The U.S. import price index was up 1.3% in May, according to data released by the Bureau of Labor Statistics Friday.

Thomson Reuters had predicted a 1.3% increase for the imports index. The 1.3% increase in the index followed a 1.1% increase in import prices in April, originally reported as a 1.6% rise.

Import prices posted their highest rise since July 2008, when they were up 1.4%.

Year-over-year, import prices fell 17.6%, the largest drop on record.
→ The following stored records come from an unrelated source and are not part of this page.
PR #130, opened 2019-03-21
Add --quiet option for migrations

makinwab:
## Summary

Allow for migrations to happen with a quiet mode

## Description

- Add option `--quiet, -q` to the usage params

## Motivation and Context
The [Contentful Migration](https://github.com/contentful/contentful-migration) package now supports a quiet mode. Hence, Contentful Cli needs to be updated accordingly.

## Todos

-   [x] Implemented feature

Screen Shot 2019-03-19 at 11 42 42


phoebeschmidt:
We also have semantic release so just make sure you squash/merge and that the commit message is sem-rel format 👍

PR #133, opened 2019-03-25
feat(config): change config look up order

suevalov:
## Summary

This PR changes `.contentfulrc.json` look up order. 

## Description

*Current behavior*: `.contentfulrc.json` located in `home` folder trumps config located in `process.cwd()`

*New behavior*: script tries to find `.contentfulrc.json` in `process.cwd()` (and then looks one folder up in a tree, recursively). if there's no `.contentfulrc.json` in a tree, then `home` folder is used.

## Motivation and Context

It's convenient to collocate config with a project you're currently working on and be able to jump between projects without a need to change configuration in global configuration file.

Current behavior complicates the flow for extensions development using [create-contentful-extension](https://github.com/contentful/create-contentful-extension).

### DIFF
--- a/lib/context.js
+++ b/lib/context.js
@@ -11,10 +11,8 @@ let configPath
 export async function getConfigPath () {
   const contentfulrc = '.contentfulrc.json'
   const defaultPath = resolve(homedir(), contentfulrc)
-  if (!configPath) {
-    const nestedConfigPath = await findUp(contentfulrc)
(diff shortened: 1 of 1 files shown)


suevalov:
@Khaledgarbaya The interesting thing that current tests cover the behavior. I'd say that they didn't properly cover previous implementation.

```
// context.test.js

test('locates correct config file path')
test('uses home directory as config file path if none is found')
```

PR #150, opened 2019-06-26
fix: Use set environment in commands

### LINKED ISSUE #68: Command "space migration" ignores active environment from .contentfulrc.json
## Expected Behavior

When doing:
```
$ contentful space environment use -e "some-env"
$ contentful space migration some-script.js
```
I would expect migration to be run against "some-env" environment.

## Actual Behavior

The confirmation dialog shows active environment is ignored:
```
The following migration has been planned

Environment: master

Create Content Type testContent
  - name: "Test content"
  - description: ""
```

## Possible Solution

Consistently support space and environment set in `.contentfulrc.json` to act as default space and environment parameters.

## Environment
- **Node Version:** v8.11.3
- **Npm Version:** 6.1.0
- **Package Version:** 0.16.0

jroehl:
## Summary

Fix for #68 
Find and add `management-token`, `space-id`, `environment-id` and `host` to context.
 
## Description

Added middleware function (using [yargs middlewares](https://github.com/yargs/yargs/blob/master/docs/api.md#middlewarecallbacks-applybeforevalidation)) to build the context by checking if the `management-token`, `space-id`, `environment-id` and `host` are set in the `.contentfulrc.json` or passed into the command via flags.

## Motivation and Context

This fixes #68 and simplifies checking for cli settings.

## Todos

- [x] Implemented feature
- [x] Fix tests


lib/cmds/config_cmds/remove.js
```diff
@@ -61,9 +58,18 @@ export const removeHandler = async (argv) => {
     if (argv.activeSpaceId) {
       delete options['activeSpaceId']
     }
+    if (argv.activeEnvironmentId) {
```
Khaledgarbaya: Maybe we can have something like 
```js
const contextKeys = ['activeEnvironmentId', 'proxy', 'host', 'rawProxy']
contextKeys.forEach(key => {
	if(argv[key]) {
      delete options[key]
	}
})
```
This way when we add support for a new config property we only update the `contextKeys` array

lib/utils/middlewares.js
```diff
@@ -0,0 +1,34 @@
+import {getContext} from '../context'
+
+export const buildContext = async (argv) => {
+  const {
+    managementToken,
+    cmaToken,
```
Khaledgarbaya: I think we should align all arguments to be `managementToken` instead of having 2 property for the same value

lib/cmds/config_cmds/remove.js
jroehl: 👍

lib/utils/middlewares.js
jroehl: Good idea, i changed `cmaToken` to `managementToken` and `cdaToken` to `deliveryToken` to have a consistent naming

lib/cmds/space_cmds/use.js
```diff
@@ -24,32 +24,31 @@ export const builder = (yargs) => {
     .epilog('Copyright 2018 Contentful, this is a BETA release')
 }
 
-function showSuccess (space) {
-  success(`Now using the 'master' Environment of Space ${highlightStyle(space.name)} (${highlightStyle(space.sys.id)}) when the \`--environment-id\` option is missing.`)
+function showSuccess (space, env) {
+  success(`Now using the '${env}' Environment of Space ${highlightStyle(space.name)} (${highlightStyle(space.sys.id)}) when the \`--environment-id\` option is missing.`)
```
phoebeschmidt: shouldn't have single quotes around it, right? otherwise the string interpolation won't work?

jroehl: I would think this still works, as the quotes (single or double) are handled as normal strings within backticks .. Am i mistaken ?

phoebeschmidt: yeah you're right my bad 👍

lib/cmds/extension_cmds/delete.js
```diff
@@ -29,27 +28,26 @@ export const builder = (yargs) => {
...
-  await assertLoggedIn(argv)
-  await assertSpaceIdProvided(argv)
+  const {context, id} = argv
+  await assertLoggedIn(context)
+  await assertSpaceIdProvided(context)
 
-  const { cmaToken, activeSpaceId, activeEnvironmentId } = await getContext()
-  const spaceId = argv.spaceId || activeSpaceId
-  const environmentId = argv.environmentId || activeEnvironmentId || 'master'
+  const { managementToken, activeSpaceId, activeEnvironmentId = 'master' } = context
```
Khaledgarbaya: I think we can move setting of the activeEnvironmentId to `master` to the middlware

jroehl: ✅done 🙂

Excluding petroleum, the import price index grew 0.2% in the month after a 0.2% slip in April, originally reported as a 0.4% drop. Excluding fuels, imports were up 0.2% in the month.

Petroleum import prices jumped 8.3% in May after a 9.8% rise in April, originally reported as a 15.4% jump, Labor said. In the past year, petroleum import prices have slid 51.4%, compared to a 17.6% slide in the overall import price index and a 5.8% drop in non-petroleum imports.

Meanwhile, export prices jumped 0.6% after a 0.4% increase in April, originally reported as a 0.5% hike.

Agricultural exports rose 3.6%, compared to a 3.7 gain in April, while non-agricultural exports rose 0.3% after a 0.2% increase in April.

Year-over-year export prices dipped 6.5%, agricultural export prices fell 14.7%, and non-agricultural prices fell 5.6%.

The year-over-year drop in non-agricultural export prices is the largest on record, Labor said.